I think I mentioned at the outset that originally the problem was associated
with low memory, because of a memory leak in BackupExec. This doesn't seem
to be the cause now though. It does, however, seem to be connected with high
resource use, such as when BE is running or RDP is transferring a file, but
why the latter would cause such a drain I don't know.

Charles
 
C

Charles

Hi Cor

I haven't tried that one before, and I see it says "Timers are not
guaranteed to execute exactly when the time interval occurs, but they are
guaranteed to not execute before the time interval occurs", so perhaps it
could behave the same as the one I've got, but still worth a try.

Cheers

Charles
 
C

Charles

The signalling system should not be re-entrant. If the process that runs at
each tick doesn't complete in time then there's no point in trying to start
another one. If and when, however, the process times out, then a new process
should be started 10 seconds from when the last one started, or as near as.

I keep referring to this as a process, but it's really just a heartbeat. A
message is sent to a remote system every 10 seconds, and a reply is
returned. If the remote system doesn't hear a heartbeat for 20 seconds it
shuts down. If this happens it has to be restarted manually, so I don't want
it to keep shutting down.

So that is why I say that +/- 5 seconds is acceptable. I have a timeout on
receiving a reply of 8 seconds. That way, if I don't get a timely reply
there is a wait of 2 seconds before I send the next heartbeat.

Charles
 
A

Andrew Morton

Charles said:
I keep referring to this as a process, but it's really just a
heartbeat. A message is sent to a remote system every 10 seconds, and
a reply is returned. If the remote system doesn't hear a heartbeat
for 20 seconds it shuts down. If this happens it has to be restarted
manually, so I don't want it to keep shutting down.

So that is why I say that +/- 5 seconds is acceptable. I have a
timeout on receiving a reply of 8 seconds. That way, if I don't get a
timely reply there is a wait of 2 seconds before I send the next
heartbeat.

Can't you set the monitor to accept the heartbeat signal at longer
intervals? You already know the monitored system is sometimes too busy to
process it at the currently required frequency, so perhaps the requirement
is wrong.
 
C

Charles

Hi Andrew

Unfortunately, I have no control over the external system. I am just
presented with an interface that I must adhere to. It is a third-party
system, and there is no question that they will change the interface just
for us.

Charles
 
W

Willem van Rumpt

Charles said:
I keep referring to this as a process, but it's really just a heartbeat.
A message is sent to a remote system every 10 seconds, and a reply is
returned. If the remote system doesn't hear a heartbeat for 20 seconds
it shuts down. If this happens it has to be restarted manually, so I
don't want it to keep shutting down.

So that is why I say that +/- 5 seconds is acceptable. I have a timeout
on receiving a reply of 8 seconds. That way, if I don't get a timely
reply there is a wait of 2 seconds before I send the next heartbeat.

Charles

A few questions come to mind:

1. What exactly does the message system look like (sockets, msmq, named
pipe etc. etc.)? Is sending it a blocking operation?
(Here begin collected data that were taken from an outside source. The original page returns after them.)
PR #6207, opened 2026-02-13
perf(l1): optimize storage layer for block execution

ilitteri:
## Motivation

Profiling block execution on mainnet revealed that **lock contention, per-lookup allocations, and O(log n) data structure access** in the storage layer accounted for a significant portion of execution time. The storage hot path (`get_storage_at_root` → trie lookups) was hitting multiple bottlenecks on every trie node access.

## Description

Four incremental optimizations to the storage layer, each targeting a specific bottleneck identified via `perf` profiling on a 32-core AMD server:

### 1. BTreeMap → FxHashMap + Mutex → RwLock
- Replace `BTreeMap<Vec<u8>, Vec<u8>>` with `FxHashMap` for in-memory storage tables — O(1) lookups instead of O(log n)
- Replace `Mutex` with `RwLock` for `trie_cache` and `last_computed_flatkeyvalue` — allows concurrent readers (only the background worker writes, 2-3 times per block)

### 2. RCU pattern + held read view
- **RCU (Read-Copy-Update)** for `InMemoryBackend`: wrap the database as `Arc<RwLock<Arc<Database>>>` so readers clone the inner `Arc` (O(1)) and read entirely lock-free
- **Held read view** in `BackendTrieDB`: acquire the read view once at construction and reuse it for all trie node lookups, eliminating ~8000+ `Box` allocations per block

### 3. Shared read view across trie opens
- Change `begin_read()` to return `Arc<dyn StorageReadView>` instead of `Box<dyn StorageReadView>`, enabling cheap `Arc::clone()` sharing
- In `get_storage_at_root`, pre-acquire the read view, trie cache, and last_written value once, then share across both the state trie and storage trie opens — eliminates duplicate `RwLock` acquisitions
- Add `StorageReadView: Send + Sync` bound (required for `Arc` sharing)

### 4. Pre-compute prefix nibbles in TrieWrapper
- `apply_prefix` was called on every trie node lookup, creating 3 `Vec` allocations per call (`from_bytes` + `append_new` + `concat`)
- Pre-compute the prefix nibbles once in the `TrieWrapper` constructor, reducing to 1 allocation (just `concat`) per lookup
- Add `TrieWrapper::new()` constructor to encapsulate prefix pre-computation

## Benchmark Results (ethrex-replay)

30 runs each, back-to-back on same server (32-core AMD, ethrex-office-4):

| Block | Txs | Gas | Baseline | Optimized | Delta |
|-------|-----|-----|----------|-----------|-------|
| 24443168 | 442 | 37.5M | 57.19ms | 48.32ms | **-15.5%** |
| 24197547 | 556 | 53.0M | 66.31ms | 56.75ms | **-14.4%** |
| 24199455 | 651 | 37.9M | 45.26ms | 38.70ms | **-14.5%** |
| 24198607 | 116 | 12.0M | 22.62ms | 20.88ms | **-7.7%** |

14-15% improvement on heavy blocks, 8% on light blocks. Lock contention dropped from 8.1% to 1.4% of block executor time.

## How to Test

- `cargo test -p ethrex-storage`
- `cargo test -p ethrex-blockchain`
- `cargo clippy -p ethrex-storage -p ethrex-blockchain -- -D warnings`
- Run a full sync or replay a mainnet block to verify identical state roots

### DIFF
--- a/.github/workflows/daily_snapsync.yaml
+++ b/.github/workflows/daily_snapsync.yaml
@@ -86,6 +86,12 @@ jobs:
         run: |
           echo "timestamp=$EPOCHSECONDS" >> "$GITHUB_OUTPUT"
 
+      - name: Cleanup stale Docker and Kurtosis resources
+        run: |
+          kurtosis engine stop || true
+          docker network prune -f
+          docker image prune -f
+
       - name: Run Snapsync Test
         uses: ./.github/actions/snapsync-run
         id: snapsync
@@ -126,6 +132,12 @@ jobs:
         id: start
         run: |
           echo "timestamp=$EPOCHSECONDS" >> "$GITHUB_OUTPUT"
+
+      - name: Cleanup stale Docker and Kurtosis resources
+        run: |
+          kurtosis engine stop || true
+          docker network prune -f
+          docker image prune -f
 
       - name: Run Snapsync Test
         uses: ./.github/actions/snapsync-run
--- a/.github/workflows/manual_docker_performance_publish.yaml
+++ b/.github/workflows/manual_docker_performance_publish.yaml
@@ -2,6 +2,12 @@ name: Publish Performance tag Docker
 
 on:
   workflow_dispatch:
+  push:
+    branches: ["main"]
+
+concurrency:
+  group: performance-docker-publish
+  cancel-in-progress: false
 
 permissions:
   contents: read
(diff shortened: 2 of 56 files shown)


crates/storage/backend/in_memory.rs
```diff
@@ -2,22 +2,23 @@ use crate::api::{
...
-use std::collections::BTreeMap;
+use rustc_hash::FxHashMap;
+use std::collections::HashMap;
 use std::path::Path;
 use std::sync::{Arc, RwLock};
 
-type Table = BTreeMap<Vec<u8>, Vec<u8>>;
-type Database = BTreeMap<&'static str, Table>;
+type Table = FxHashMap<Vec<u8>, Vec<u8>>;
+type Database = HashMap<&'static str, Table>;
```
edg-l: why not fxhashmap for this one?

crates/storage/store.rs
```diff
@@ -2085,18 +2085,40 @@ impl Store {
...
         let storage_root = if self.flatkeyvalue_computed(account_hash)? {
             // We will use FKVs, we don't need the root
             *EMPTY_TRIE_HASH
         } else {
-            let state_trie = self.open_state_trie(state_root)?;
+            let state_trie = self.open_state_trie_shared(
+                state_root,
+                read_view.clone(),
+                cache.clone(),
+                last_written.clone(),
```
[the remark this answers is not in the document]
ilitteri: Thanks. Confirmed, this was intentional to avoid redundant lock/snapshot setup in this hot path.

crates/storage/backend/in_memory.rs
```diff
@@ -152,7 +150,8 @@ impl StorageWriteBatch for InMemoryWriteTx {
             .write()
             .map_err(|_| StoreError::Custom("Failed to acquire write lock".to_string()))?;
 
-        let table_ref = db.entry(table).or_insert_with(Table::new);
+        let db_mut = Arc::make_mut(&mut *db);
```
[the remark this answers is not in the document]
ilitteri: Good callout. This is an intentional RCU/COW tradeoff for the in-memory backend: readers get lock-free snapshot reads, and writes may clone if snapshots are still alive. I added explicit comments in `crates/storage/backend/in_memory.rs` documenting this behavior so the cost model is clear.

crates/storage/backend/in_memory.rs
ilitteri: Good catch. I switched the outer `Database` map to `FxHashMap` as well in `99c31db`.

crates/storage/store.rs
```diff
@@ -2645,15 +2710,14 @@ impl Store {
...
             .map_err(|_| StoreError::LockError)?;
         Ok(last_computed_flatkeyvalue.clone())
     }
 
-    fn flatkeyvalue_computed(&self, account: H256) -> Result<bool, StoreError> {
+    fn flatkeyvalue_computed_with_last_written(account: H256, last_written: &[u8]) -> bool {
         let account_nibbles = Nibbles::from_bytes(account.as_bytes());
-        let last_computed_flatkeyvalue = self.last_written()?;
-        Ok(&last_computed_flatkeyvalue[0..64] > account_nibbles.as_ref())
+        &last_written[0..64] > account_nibbles.as_ref()
```
ElFantasma, line 2720: nit: `&last_written[0..64]` will panic if the slice is shorter than 64 bytes. The caller (`self.last_written()`) always returns ≥64 bytes (initialized from `unwrap_or_else(|| vec![0u8; 64])`), but this static method's `&[u8]` signature doesn't encode that invariant. Consider:
```rust
last_written.get(0..64).is_some_and(|lw| lw > account_nibbles.as_ref())
```

crates/storage/store.rs
```diff
@@ -2695,13 +2759,13 @@ fn apply_trie_updates(
...
     let trie = trie_cache
-        .lock()
+        .read()
         .map_err(|_| StoreError::LockError)?
         .clone();
     let mut trie_mut = (*trie).clone();
     trie_mut.put_batch(parent_state_root, child_state_root, new_layer);
     let trie = Arc::new(trie_mut);
-    *trie_cache.lock().map_err(|_| StoreError::LockError)? = trie.clone();
+    *trie_cache.write().map_err(|_| StoreError::LockError)? = trie.clone();
```
ElFantasma, line 2768: nit: The `.read()` → clone → modify → `.write()` RCU pattern (here and again at line 2833) is safe because only the background worker thread calls `apply_trie_updates`. Worth adding a brief comment at the `.write()` sites to make this single-writer invariant explicit — e.g., `// Single writer: only called from trie update worker thread`.

crates/vm/levm/src/timings.rs
iovoid, line 1: I feel like the addition of the SLOAD counters might belong in another PR.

2. Is the reply relevant, and is receival of it a blocking operation?

From what I've gathered, you're sending messages to a remote system, so
the remote system being very busy can't account for the process on your
system timing out, or not raising a timer event on time, unless you're
sending and receiving synchronously and waiting for the remote system to
respond.
 
C

Charles

The messages are well-formed XML over TCP. The send is not a blocking
operation, and indeed messages are exchanged asynchronously, so the reply to
a heartbeat might not be the very next thing the remote system sends; it
might send some unrelated data and send the reply to the heartbeat some
seconds later. The reply is relevant, but only from the point of view of
maintaining integrity. There is no intrinsic value in it. Receiving the
reply does not block either, and if no reply appears after 8 seconds then my
app gives up.

What can happen is that the reply is delayed and appears after the next
heartbeat has been sent. In this situation, my app discards 'out of date'
replies and keeps waiting (up to 8 seconds) for the genuine reply.